Hi, On Tue, Nov 8, 2011 at 10:36, Benjamin Peterson <benjamin@python.org> wrote:
2011/11/8 stefan brunthaler <s.brunthaler@uci.edu>:
How does that sound?
I think I can hear real patches and benchmarks most clearly.
I spent the better part of my -20% time on implementing the work as "suggested". Please find the benchmarks attached to this email, I just did them on my system (i7-920, Linux 3.0.0-15, GCC 4.6.1). I branched off the regular 3.3a0 default tip changeset 73977 shortly after your email. I do not have an official patch yet, but am going to create one if wanted. Changes to the existing interpreter are minimal, the biggest chunk is a new interpreter dispatch loop.

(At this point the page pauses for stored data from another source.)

PR #222, opened 2018-04-11
Configure postgres version via PGVERSION env variable

CyberDem0n:
before that it was possible to pass postgresq.bin_dir in the
SPILO_CONFIGURATION:

```yaml
postgresql:
  bin_dir: /usr/lib/postgresql/9.5/bin
```

The old method will still work and has a priority over PGVERSION.


alexeyklyukin:
👍

PR #224, opened 2018-04-26
Define the failed auth views

avaczi:
The aim is to give a means to `robot_zmon` to check failed logins, without allowing access to other log lines.


Jan-M:
:+1:

PR #226, opened 2018-05-07
Migrate to ubuntu:18.04

CyberDem0n:
Since it already has patroni package we will install most of the dependencies as ubuntu packages.
Unfortunately some of the postgres packages must be rebuilt from sources, because they exist only for postgresql-10


postgres-appliance/Dockerfile.build
```diff
@@ -71,126 +69,129 @@ ENV PGVERSION="$PGVERSION" \
...
+                && if [ $version != "9.3" ]; then \
+                    EXTRAS="$EXTRAS postgresql-${version}-amcheck postgresql-${version}-pglogical postgresql-${version}-wal2json" \
+                    # postgresql-${version}-partman -- rebuild packages
+                    && if [ $version != "9.4" ]; then \
+                        EXTRAS="$EXTRAS postgresql-${version}-pgl-ddl-deploy"; \
+                    fi; \
                 fi; \
             fi \
 
+#            if [ $version != "9.3" ] && [ $version != "9.4" ]; then \
```
zerg-junior: Why these lines are commented out ?

zerg-junior:
:+1:

CyberDem0n:
:+1:

PR #230, opened 2018-05-15
Enable customization of Patroni Kubernetes labels.

alexeyklyukin:
Add environment variables to customize names and values of labels vused
by Patroni on Kubernets to locate its metadata. At least one of those
labels (cluster name) has different default value between Spilo
('version'), Patroni and the postgres-operator ('cluster-name').  This
change allows to pass the operator label names directly to Spilo (and
Patroni), w/o relying on defaults to match.


CyberDem0n:
:+1:

PR #234, opened 2018-05-28
Set WALE_LOG_DESTINATION to stderr

CyberDem0n:
Otherwise we get a lot of exceptions, because /dev/log doesn't exist.


Jan-M:
:+1:

PR #137, opened 2022-11-17
improve ground detection

janos-r:
The ground detection was checked every tick,
and the collision event system was always iterating the sensor before the collision events. I'm not sure, but it feels like bad practice.
This PR might be just a personal preference. But it feels to me more readable and better practice/performance.
Thank you for the consideration and any response.

PS: I left the DebugRender in, as recently the grid update shifted the colliders (nicely visible with this plugin). I'm sure somebody is already considering a fix for this.

### DIFF
--- a/examples/platformer/main.rs
+++ b/examples/platformer/main.rs
@@ -15,6 +15,7 @@ fn main() {
         .add_plugins(DefaultPlugins)
         .add_plugin(LdtkPlugin)
         .add_plugin(RapierPhysicsPlugin::<NoUserData>::pixels_per_meter(100.0))
+        .add_plugin(RapierDebugRenderPlugin::default()) // draws borders around colliders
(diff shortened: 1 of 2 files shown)


Trouv:
Thanks for the contribution!

> PS: I left the DebugRender in, as recently the grid update shifted the colliders (nicely visible with this plugin). I'm sure somebody is already considering a fix for this.

That would be #136 

This seems pretty reasonable to me, but I'd prefer not to merge that `DebugRender` line into main

janos-r:
> This seems pretty reasonable to me, but I'd prefer not to merge that `DebugRender` line into main

Sorry, I was hoping it would get there before the big fix. I took it out, hope its fine now.
Thanks

Trouv (approved):
LGTM

PR #138, opened 2022-11-17
Migrated to bevy 0.9

greenfierydragon:
Does not apply to the platformer example (rapier2d) because we are waiting on https://github.com/dimforge/bevy_rapier/pull/272. When that PR is merged I will update this.

### DIFF
--- a/Cargo.toml
+++ b/Cargo.toml
@@ -15,8 +15,8 @@ members = ["macros"]
 
 [dependencies]
 bevy_ecs_ldtk_macros = { version = "0.4", optional = true, path = "macros" }
-bevy_ecs_tilemap = "0.8"
-bevy = { version = "0.8", default-features = false, features = ["bevy_sprite"] }
+bevy_ecs_tilemap = "0.9"
+bevy = { version = "0.9", default-features = false, features = ["bevy_sprite"] }
 serde = { version = "1.0", features = ["derive"] }
 serde_json = "1.0"
 regex = "1"
@@ -25,7 +25,7 @@ anyhow = "1.0"
 thiserror = "1.0"
 
 [dev-dependencies]
-bevy = "0.8"
+bevy = "0.9"
 bevy_rapier2d = { version = "0.18" }
 rand = "0.8"
 
--- a/Cargo.toml
+++ b/Cargo.toml
@@ -26,7 +26,7 @@ thiserror = "1.0"
 
 [dev-dependencies]
 bevy = "0.9"
-bevy_rapier2d = { version = "0.18" }
+bevy_rapier2d = { git = "https://github.com/devil-ira/bevy_rapier.git", branch = "bevy-0.9" }
 rand = "0.8"
 
 [features]
--- a/Cargo.toml
+++ b/Cargo.toml
@@ -26,7 +26,7 @@ thiserror = "1.0"
 
 [dev-dependencies]
 bevy = "0.9"
-bevy_rapier2d = { git = "https://github.com/devil-ira/bevy_rapier.git", branch = "bevy-0.9" }
+bevy_rapier2d = "0.19"
 rand = "0.8"
 
 [features]
--- a/src/resources.rs
+++ b/src/resources.rs
@@ -2,8 +2,7 @@
 
 use crate::ldtk::Level;
 
-#[allow(unused_imports)]
-use bevy::prelude::{CoreStage, GlobalTransform, Resource};
+use bevy::prelude::*;
 
 #[allow(unused_imports)]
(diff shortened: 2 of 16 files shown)


src/resources.rs
```diff
@@ -3,7 +3,7 @@
 use crate::ldtk::Level;
 
 #[allow(unused_imports)]
-use bevy::prelude::{CoreStage, GlobalTransform};
+use bevy::prelude::{CoreStage, GlobalTransform, Resource};
```
Trouv, line 6: This `#[allow(unused_imports)]` import was originally intended for imports that aren't used by in code but *are* referenced by the docs. Little did I know that rust-doc doesn't actually link those up properly anyway. Since we now actually use an item from `prelude` in this module, can we update it to be `use bevy::prelude::*;` and remove the `#[allow(unused_imports)]`?

src/utils.rs
```diff
@@ -280,13 +280,13 @@ pub fn sprite_sheet_bundle_from_entity_info(
...
-            texture_atlas: texture_atlases.add(TextureAtlas::from_grid_with_padding(
+            texture_atlas: texture_atlases.add(TextureAtlas::from_grid(
                 tileset.clone(),
                 Vec2::new(tile.w as f32, tile.h as f32),
                 tileset_definition.c_wid as usize,
                 tileset_definition.c_hei as usize,
-                Vec2::splat(tileset_definition.spacing as f32),
-                Vec2::splat(tileset_definition.padding as f32),
+                Some(Vec2::splat(tileset_definition.spacing as f32)),
+                Some(Vec2::splat(tileset_definition.padding as f32)),
```
Trouv, line 289: This change to `TextureAtlas` needs to be updated in at least one more place, line 232 of `macros/src/ldtk_entity.rs`. Feel free to just wrap `Some` around the padding and offset values without changing the macro itself in that case.

Trouv (changes requested):
Thanks for the contribution!

Trouv:
> When that PR is merged I will update this.

Feel free to depend on that PR in main. I'm also down to update that example in a separate PR if it's a lot of changes.

johanhelsing:
Not sure if it's this PR, or an existing bevy_ecs_ldtk issue, but I have problems with the background and tiles not lining up:

image

The white box is the background for the level with the sunnyland grass textures, so either the positions of the background or the tiles is off.

image

Trouv:
> I have problems with the background and tiles not lining up:

This should be fixed by #136, this PR hasn't pulled from main since that was merged

src/resources.rs
greenfierydragon: Am I correct in saying this to be done across all files?

Trouv: Nah just this one is fine since this is the only one being updated in this PR. The others are a bit unrelated to the purpose of this PR and can be changed later

src/utils.rs
greenfierydragon: Resolves in 222a46f

greenfierydragon:
> I think
> 
> ```rust
> app.add_plugin(bevy_ecs_tilemap::TilemapPlugin)
> ```
> 
> should probably be removed from `LdtkPlugin::build`. If more than one plugins does this, the user will get panics like:
> 
> ```
> thread 'main' panicked at 'Error adding plugin bevy_ecs_tilemap::TilemapPlugin: : plugin was already added in application', C:\Users\Johan\.cargo\registry\src\github.com-1ecc6299db9ec823\bevy_app-0.9.0\src\app.rs:841:63
> note: run with `RUST_BACKTRACE=1` environment variable to display a backtrace
> ```
> 
> Alternatively, put it behind a `app.is_plugin_added` check.

Fixed in 90092d8

greenfierydragon:
Rebased based of upstream

Cargo.toml
```diff
@@ -25,8 +25,8 @@ anyhow = "1.0"
 thiserror = "1.0"
 
 [dev-dependencies]
-bevy = "0.8"
-bevy_rapier2d = { version = "0.18" }
+bevy = "0.9"
+bevy_rapier2d = { git = "https://github.com/devil-ira/bevy_rapier.git", branch = "bevy-0.9" }
```
johanhelsing, line 29: v0.19.0 is out now :)

johanhelsing (commented):
Alignment issues gone :)

No other issues

Cargo.toml
greenfierydragon: Should be there now!

Trouv:
Pushing a formatting change...

Trouv (approved):
LGTM. Thanks for your hard work @greenfierydragon and @johanhelsing - I really appreciate it

PR #140, opened 2022-11-23
Fix levels having incorrect `GlobalTransform` the first frame

johanhelsing:
The transform propagation system runs in post_update, so spawn the levels before `PostUpdate` so they have time to propagate, but after ProcessApi, so they'll be ready the next frame (assuming the LdtkWorldBundle will be spawned during the `Update`) stage.

I ran into this bug because in my game I scale the levels, and collision detection is therefore way off during the first frame sending my player character flying.

### DIFF
--- a/src/lib.rs
+++ b/src/lib.rs
@@ -147,6 +147,7 @@ mod plugin {
         /// As a result, you can expect minimal frame delay when updating these in
         /// [CoreStage::Update].
         ProcessApi,
+        SpawnLevelsStage,
     }
 
     /// Adds the default systems, assets, and resources used by `bevy_ecs_ldtk`.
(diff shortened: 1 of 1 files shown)


Trouv:
I have to give this some thought. I'd prefer not to add another stage if possible, but I can't think of a way to off the top of my head. One reason I wanted to put level spawning before `Update` was so that users could flesh out entities using the "blueprint pattern" (querying for `Added<EntityInstance>` or `Added<MarkerComponent>`) during `Update` and not have any frame delay. Though, this seems like a reasonable concern too.

andriyDev:
Hi, I believe I just stumbled upon this myself all the way in 0.15. I "fixed" this by adding:

```rust
.add_systems(
  RunFixedMainLoop,
  (sync_simple_transforms, propagate_transforms)
    .in_set(RunFixedMainLoopSystem::BeforeFixedMainLoop),
)
```

This means the ldtk stuff spawned in PreUpdate will have their transform propagated just before avian gets a hold of it. Obviously this isn't really a desirable solution though since it adds in a whole extra transform propagation when most frames won't need/want it.

What if we just put the spawning stuff in `PostUpdate` before `TransformSystem::TransformPropagate`? That just means the level will be ready on the subsequent frame. WDYT @Trouv?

Merging dispatch loops eliminates some of my optimizations, but my inline caching technique enables inlining some functionality, which results in visible speedups. The code is normalized to the non-threaded-code version of the CPython interpreter (named "vanilla"), so that I can reference it to my preceding results. I anticipate *no* compatibility issues and the interpreter requires less than 100 KiB of extra memory at run-time. Since my interpreter is using 215 of a maximum of 255 instructions, there is room for adding additional derivatives, e.g., for popular Python libraries, too. Let me know what python-dev thinks of this and have a nice weekend, --stefan PS: AFAIR the version without partial stack frame caching also passes all regression tests modulo the ones that test against specific bytecodes.